While conducting motorcycle training in the parking lot of a city park in Columbia, Missouri, the officers observed a vehicle parked in the area where they were training. The vehicle, which was parked diagonally across two parking spaces, had arrived while the officers drove their motorcycles to another portion of the park for a brief period of time. Officer Decker, who was driving the lead motorcycle, initially approached the vehicle to request that the driver remove it from the training area. As the officers drove toward the vehicle, Officer Decker and Officer Forck, who was immediately behind Officer Decker, observed two individuals sitting in the vehicle. It appeared to Officer Forck that the driver was drinking from a container wrapped in a paper bag—a tactic that, according to Officer Forck, is commonly used to conceal alcohol. Officers Forck and Decker also reported that upon the seeing the officers, the driver and the passenger of the vehicle began moving around while keeping their hands concealed from the officers' view. Officers Forck and Decker activated the emergency lights on their motorcycles at approximately this time.

Williams and Porter, the occupants of the vehicle, had just arrived at the park, where they planned to listen to music. Porter, the passenger, was drinking beer from a container that was wrapped in a paper bag. Williams, the driver, also had a container of beer, but he had yet to open it when the officers arrived. According to Porter, Williams had his hand on his container of beer, which was located beside him, and was getting ready to open it. Williams, however, claims that his alcohol was in the backseat of the vehicle at this time.

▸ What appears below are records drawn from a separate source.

PR #7033, opened 2024-07-31
CBG-3818 Create and use GetChanges consistently (part 1)

torcolvin:
Create helper functions for managing _changes requests. This has a few advantages:

1.  Allows recognition of when a changes feed is called so we can call `rt.WaitForPendingChanges`.
2. Removes boilerplate from declaring and unmarshaling changes. This is done in a way where the `ChangesResult` structure was reused and `Last_Seq` was not always cleared. In practice, this didn't cause a problem but having a separate structure is less error prone.

There's a secondary PR handles the changes to `WaitForPendingChanges` that will go on top of this one. It was intentionally omitted to make it easier to read. I recommend merging part 2 into part 1 after reviewing this.


adamcfraser (approved):
LGTM

PR #7034, opened 2024-07-31
CBG-3818 Create and use GetChanges consistently (part 2)

torcolvin:
- changes `WaitForPendingChanges` to do its own assertions to make it easier to use. Not all places actually stopped if changes did not come.
- change `StartPull*` blip tester code to not do external assertions, and do its assertions inside the function

Analyze all `GetChanges` and `StartPull` code to see if they needed `rt.WaitForPendingChanges`. 

There are many places where `rt.WaitForPendingChanges`:

1. `WaitForChanges` will wait for that number of changes by doing a backoff. This could be generally be replaced `WaitForChanges` followed by a single changes request.
2. `WaitForSequence` will wait for a particular sequence number.

This change is on top of https://github.com/couchbase/sync_gateway/pull/7033 and this PR should be merged into part 1's branch and then both PRs could go in as a single commit to main.

## Pre-review checklist

- [x] `GSI=true,xattrs=true` https://jenkins.sgwdev.com/job/SyncGateway-Integration/2631/

### DIFF
--- a/rest/importuserxattrtest/revcache_test.go
+++ b/rest/importuserxattrtest/revcache_test.go
@@ -73,7 +73,6 @@ func TestUserXattrRevCache(t *testing.T) {
 
 	resp := rt.SendAdminRequest("PUT", "/{{.keyspace}}/"+docKey, `{}`)
 	rest.RequireStatus(t, resp, http.StatusCreated)
-	require.NoError(t, rt.WaitForPendingChanges())
 
 	cas, err := rt.GetSingleDataStore().Get(docKey, nil)
 	require.NoError(t, err)
@@ -159,7 +158,6 @@ func TestUserXattrDeleteWithRevCache(t *testing.T) {
 
 	resp := rt.SendAdminRequest("PUT", "/{{.keyspace}}/"+docKey, `{}`)
 	rest.RequireStatus(t, resp, http.StatusCreated)
-	require.NoError(t, rt.WaitForPendingChanges())
 
 	cas, err := rt.GetSingleDataStore().Get(docKey, nil)
 	require.NoError(t, err)
--- a/rest/importuserxattrtest/revcache_test.go
+++ b/rest/importuserxattrtest/revcache_test.go
@@ -73,6 +73,7 @@ func TestUserXattrRevCache(t *testing.T) {
 
 	resp := rt.SendAdminRequest("PUT", "/{{.keyspace}}/"+docKey, `{}`)
 	rest.RequireStatus(t, resp, http.StatusCreated)
+	rt.WaitForPendingChanges()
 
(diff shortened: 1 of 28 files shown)


rest/revocation_test.go
```diff
@@ -2350,26 +2340,22 @@ func TestRevocationNoRev(t *testing.T) {
...
-		firstOneShotSinceSeq := rt.GetDocumentSequence("doc")
-
 		// OneShot pull to grab doc
-		err := btcRunner.StartOneshotPull(btc.id)
-		assert.NoError(t, err)
+		rt.WaitForPendingChanges()
+		btcRunner.StartOneshotPull(btc.id)
 
 		_ = btcRunner.WaitForVersion(btc.id, docID, version)
+		firstOneShotSinceSeq := rt.GetDocumentSequence("doc")
```
adamcfraser: There are a few spots where you're moving the firstOneShotSinceSeq sequence lookup to happen after StartOneShotPull?  It seems innocuous (the pull shouldn't be modifying the doc sequence on the server) - just curious whether this was required/intentional.

rest/importuserxattrtest/revcache_test.go
```diff
@@ -73,7 +73,6 @@ func TestUserXattrRevCache(t *testing.T) {
 
 	resp := rt.SendAdminRequest("PUT", "/{{.keyspace}}/"+docKey, `{}`)
 	rest.RequireStatus(t, resp, http.StatusCreated)
-	require.NoError(t, rt.WaitForPendingChanges())
```
adamcfraser, line 76: For this (and a few other places where WaitForPendingChanges is being removed) - we're sure this isn't needed to ensure the document hits the channel cache before making the xattr update below?  It's possible this was originally here from an (unnecessary) copy/paste, but I can't tell for sure just looking at it.

adamcfraser (commented):
Generally looks fine - a few questions on some of the specifics just to clarify.

rest/revocation_test.go
torcolvin: This isn't intentional and I'll see if I can back out this move. `GetDocumentSequence` uses `/ks/_raw/doc` endpoint and doesn't need this but I think when reading the code sometimes the sequence was used with `WaitForChanges`  and I wanted to change this to be more clear. I think I want to back out any changes that aren't absolutely necessary.

rest/importuserxattrtest/revcache_test.go
torcolvin: Since this is testing the revcache explicitly, it probably should be here even though the test will pass without it. I'll take a pass and put this back to the way it was.

adamcfraser (approved):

As the officers approached, they ordered Williams and Porter to show their hands. According to the officers, Williams did not comply promptly with these commands. Williams admits that he first saw the officers when he opened the driver's side door to spit, although he did not realize immediately who they were, and that he later heard the officers say something. Upon hearing the officers, Williams reached to turn down the volume of the music playing in the vehicle, which was at seventy percent capacity, and saw the officers draw their weapons at this time. Porter likewise could not hear what the officers were saying when he first saw them. Officer Decker recounts that he drew his weapon after Williams failed to show his hands and after he “went from laid back in the seat[ ] to leaning forward with his hands concealed.” Officer Forck unholstered his weapon after Williams “put his hands down to where I could not see them.” Upon seeing the officers with their firearms drawn, Williams and Porter immediately raised their hands.

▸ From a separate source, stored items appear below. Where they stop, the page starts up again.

PR #7035, opened 2024-08-02
CBG-3947 Do not remove loaded database on transient fetch error

adamcfraser:
For transient fetch errors (recoverable read errors), leave the database intact to avoid database unload/reload churn during transient connectivity issues with server.

Required changing the pre-delete validation check on the config  from _fetchDatabase (which scans all buckets) to GetConfig (which targets the known bucket), as _fetchDatabase can't bubble up the transient error for a particular bucket.

Added a test to ensure the actual delete behaviour still works as expected (TestConfigPollingRemoveDatabase), and performed some manual testing to simulate the transient error (see Force timeouts notes in that test) - this will be required until we implement "leaky bootstrap" test support.

CBG-3947

- [ ] `GSI=true,xattrs=true` https://jenkins.sgwdev.com/job/SyncGateway-Integration/2643/

### DIFF
--- a/base/error.go
+++ b/base/error.go
@@ -244,8 +244,12 @@ func IsTemporaryKvError(err error) bool {
 		return false
 	}
 	// define list of temporary errors
-	temporaryKVError := []error{ErrTimeout, gocb.ErrAmbiguousTimeout, gocb.ErrUnambiguousTimeout,
-		gocb.ErrOverload, gocb.ErrTemporaryFailure, gocb.ErrCircuitBreakerOpen}
+	temporaryKVError := []error{
+		ErrTimeout,                 // Sync Gateway client-side timeout
+		gocb.ErrTimeout,            // SDK op timeout.  Wrapped by gocb.ErrAmbiguousTimeout, gocb.ErrUnambiguousTimeout,
+		gocb.ErrOverload,           // SDK client-side pipeline queue full, request was not submitted to server
+		gocb.ErrTemporaryFailure,   // Couchbase Server returned temporary failure error
+		gocb.ErrCircuitBreakerOpen} // SDK client-side circuit breaker blocked request
 
 	// iterate through to check incoming error is one of them
 	for _, tempKVErr := range temporaryKVError {
@@ -263,25 +267,6 @@ func IsXattrNotFoundError(err error) bool {
 	} else if unwrappedErr == ErrXattrNotFound {
 		return true
 	} else if _, ok := unwrappedErr.(sgbucket.XattrMissingError); ok {
-		return true
-	}
-	return false
-}
-
-func IsRecoverableReadError(err error) bool {
-
-	if err == nil {
-		return false
-	}
-	// SG timeout error
-	if errors.Is(err, ErrTimeout) {
-		return true
-	}
-	// gocb timeouts or transient errors
-	if errors.Is(err, gocb.ErrTemporaryFailure) ||
-		errors.Is(err, gocb.ErrOverload) ||
-		errors.Is(err, gocb.ErrTimeout) ||
-		errors.Is(err, gocb.ErrCircuitBreakerOpen) {
 		return true
 	}
 	return false
--- a/base/error.go
+++ b/base/error.go
@@ -268,6 +268,25 @@ func IsXattrNotFoundError(err error) bool {
 	return false
 }
 
+func IsRecoverableReadError(err error) bool {
+
+	if err == nil {
+		return false
+	}
+	// SG timeout error
+	if errors.Is(err, ErrTimeout) {
+		return true
+	}
+	// gocb timeouts or transient errors
+	if errors.Is(err, gocb.ErrTemporaryFailure) ||
+		errors.Is(err, gocb.ErrOverload) ||
+		errors.Is(err, gocb.ErrTimeout) ||
+		errors.Is(err, gocb.ErrCircuitBreakerOpen) {
+		return true
+	}
+	return false
+}
+
 // MultiError manages a set of errors.  Callers must use ErrorOrNil when returning MultiError to callers
 // in order to properly handle nil checks on the returned MultiError
 //  Sample usage:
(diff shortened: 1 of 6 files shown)


base/error.go
```diff
@@ -268,6 +268,25 @@ func IsXattrNotFoundError(err error) bool {
 	return false
 }
 
+func IsRecoverableReadError(err error) bool {
```
torcolvin: This is a duplicate of `IsTemporaryKvError` - in the case that it is used otherwise it is actually covering a possible write error as well.

There's also `collection.isRecoverableReadError`.

rest/config.go
```diff
@@ -1629,17 +1629,26 @@ func (sc *ServerContext) fetchAndLoadConfigs(ctx context.Context, isInitialStart
...
+		if found && getConfigErr == nil {
+			base.DebugfCtx(ctx, base.KeyConfig, "Found config for database %q after acquiring write lock - not removing database", base.MD(dbName))
+			continue
 		}
+		if base.IsRecoverableReadError(getConfigErr) {
+			base.InfofCtx(ctx, base.KeyConfig, "Transient error fetching config for database %q to check whether we need to remove it, will not be removed: %v", base.MD(dbName), getConfigErr)
+			continue
+		}
+
 		if !found {
```
torcolvin, line 1649: Are you intentionally relying on the fact that `getConfigErr` could be not a recoverable read error that it will also be `found=false` and thus we remove the database?

I think that it is probably the right thing to fall into this code to remove the database, but I'd be tempted to log at least info.

rest/config.go
```diff
@@ -1747,56 +1756,59 @@ func (sc *ServerContext) fetchDatabase(ctx context.Context, dbName string) (foun
...
+		cnf.CertPath = sc.Config.Bootstrap.X509CertPath
+		cnf.KeyPath = sc.Config.Bootstrap.X509KeyPath
+	}
+	base.TracefCtx(ctx, base.KeyConfig, "Got database config %s for bucket %q with cas %d and groupID %q", base.MD(dbName), base.MD(bucket), cas, base.MD(sc.Config.Bootstrap.ConfigGroupID))
+	return true, cnf, nil
+}
+
+func (sc *ServerContext) _fetchDatabase(ctx context.Context, dbName string) (found bool, dbConfig *DatabaseConfig, err error) {
+	var cnf DatabaseConfig
+	callback := func(bucket string) (exit bool, err error) {
```
torcolvin: nit: there's some wacky variable shadowing `_fetchDatabase`. 

`found` is declared as a return parameter for `_fetchDatabase` but we never used named returns for `fetchDatabase`. There are also named returns (unused) on `callback`. In this case `err` is actually scoped inside in the function but `found` (unused) is outside the function.

It'd be my preference to document return values and avoid named returns in this code but if this doesn't bother you, drop this comment.

rest/config.go
```diff
@@ -1747,56 +1756,59 @@ func (sc *ServerContext) fetchDatabase(ctx context.Context, dbName string) (foun
...
-			base.DebugfCtx(ctx, base.KeyConfig, "unable to fetch config in group %q from bucket %q: %v", sc.Config.Bootstrap.ConfigGroupID, bucket, err)
-			return false, err
-		}
+func (sc *ServerContext) _fetchDatabaseFromBucket(ctx context.Context, bucket string, dbName string) (found bool, cnf DatabaseConfig, err error) {
 
-		if cnf.Name == "" {
-			cnf.Name = bucket
-		}
+	cas, err := sc.BootstrapContext.GetConfig(ctx, bucket, sc.Config.Bootstrap.ConfigGroupID, dbName, &cnf)
+	if err == base.ErrNotFound {
```
torcolvin: This is out of scope, but this is an error waiting to bite us, IMO.
```suggestion
	if errors.Is(err, base.ErrNotFound) {
```

rest/config.go
```diff
@@ -1747,56 +1756,59 @@ func (sc *ServerContext) fetchDatabase(ctx context.Context, dbName string) (foun
...
+		base.DebugfCtx(ctx, base.KeyConfig, "%q did not contain config in group %q", bucket, sc.Config.Bootstrap.ConfigGroupID)
+		return false, cnf, err
```
torcolvin, line 1764: This code is so wacky to me that this is basically an invalid config but we are still returning a config. 

As far as I can tell, the value of cnf is not used when `found=false` or `err != nil` value isn't used.



```mermaid
stateDiagram-v2
	handleGetDb : handleGetDb (error on not found or err)
	handleGetDbAuditConfig : handleGetDbAuditConfig (error on not found or err)
	handleGetCollectionConfigSync : handleGetCollectionConfigSync (error on not found or err)
	handleGetCollectionConfigImportFilter : handleGetCollectionConfigImportFilter (error on not found or err)
	fetchAndLoadConfigs : fetchAndLoadConfigs (cnf unused)
	_fetchAndLoadDatabase : _fetchAndLoadDatabase (cnf ignored on not found)
	
    handleGetDb --> fetchDatabase
    handleGetDbAuditConfig-->fetchDatabase
    handleGetCollectionConfigSync-->fetchDatabase
    handleGetCollectionConfingImportFilter-->fetchDatabase
    fetchDatabase-->_fetchDatabase
    fetchAndLoadConfigs-->_fetchDatabase
    _fetchAndLoadDatabase-->_fetchDatabase
```

torcolvin (commented):
Do you think we should put in test code that forces a timeout even in a clumsy way? We could have this enabled only with `-tag cb_sg_devmode`? I worry anything with manual testing is fragile.

base/error.go
adamcfraser: Good catch, replaced with IsTemporaryKvError (with some modifications)

rest/config.go
adamcfraser: Yes, we're only changing the behaviour when the error is (what we consider to be) transient. Other errors would be expected to still be present the next time the operation is performed, and indicate a situation where it's appropriate to remove the database.

Although _fetchDatabaseFromBucket is already logging the error details at debug, I agree that it would be useful to identify the specific error at info level - added that to the existing log message.

rest/config.go
adamcfraser: I stuck with the named returns as I prefer that method for self-documenting return values, but updated the variables in the callback to avoid shadowing.

rest/config.go
adamcfraser: Isn't this fairly standard for non-pointer return values - to return an empty value when there's an error?

torcolvin: I missed that this was a non pointer type, whoops.

torcolvin (approved):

The officers removed Williams and Porter from the vehicle and handcuffed them. Before he was handcuffed, Porter claims that one of the officers made him pour out both his and Williams's containers of beer. The officers asked Williams whether there were any weapons in the vehicle, and Williams informed them that he kept a firearm in the vehicle. The officers then removed the firearm from the glove compartment and performed a protective sweep of the vehicle.

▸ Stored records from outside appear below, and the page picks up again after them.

PR #7038, opened 2024-08-05
CBG-4136: OpenAPI Specs: Limit db scopes to 1 and provide example

bbrks:
CBG-4136

Limit db scopes to 1 and provide example

Screenshot 2024-08-05 at 12 35 44
Screenshot 2024-08-05 at 12 35 48

- n/a

### DIFF
--- a/docs/api/components/schemas.yaml
+++ b/docs/api/components/schemas.yaml
@@ -1203,7 +1203,7 @@ Database:
         $ref: '#/Scopes'
       maxProperties: 1
       example:
-        scopename1:
+        scopename:
           collections:
             collectionname1:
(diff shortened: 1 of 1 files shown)


docs/api/components/schemas.yaml
```diff
@@ -1201,6 +1201,16 @@ Database:
       additionalProperties:
         x-additionalPropertiesName: scopename
         $ref: '#/Scopes'
+      maxProperties: 1
+      example:
+        scopename1:
```
torcolvin: I might have this just be "scopename" since a part of confusion is that there can only be one.

```suggestion
        scopename:
```

torcolvin (approved):

PR #7045, opened 2024-08-06
CBG-4132 wait for sequence id, not number of sequences

torcolvin:
This is from a recently re-enabled test and addresses CBG-4141.


gregns1 (approved):
LGTM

The officers requested the criminal histories of Williams and Porter. After learning that there were no warrants for Porter's arrest, the officers allowed him to leave—approximately thirty minutes after the initial encounter. A police dispatcher advised Officer Forck that Williams had a felony conviction for a weapons violation while intoxicated. After verifying with a police sergeant that an individual with this criminal history could not possess a firearm lawfully and after again confirming Williams's criminal history with the police dispatcher, Officer Forck informed Williams that he was under arrest. Williams tried to explain that he had pled guilty to a misdemeanor, not a felony, making his possession of the firearm legal. But the officers requested a transport unit to take Williams to the police station for booking. While Officer Decker waited with Williams for the transport unit to arrive, Officer Forck drove to the police station to verify Williams's criminal history, and Officer Stephens left to prepare an arrest sheet. Once Officer Forck arrived at the police station, he learned that Williams indeed had pled guilty to a misdemeanor. Officer Forck instructed Officer Decker, who was waiting with Williams for the transport unit to arrive, to release Williams. Officer Decker did so approximately one hour after the initial encounter.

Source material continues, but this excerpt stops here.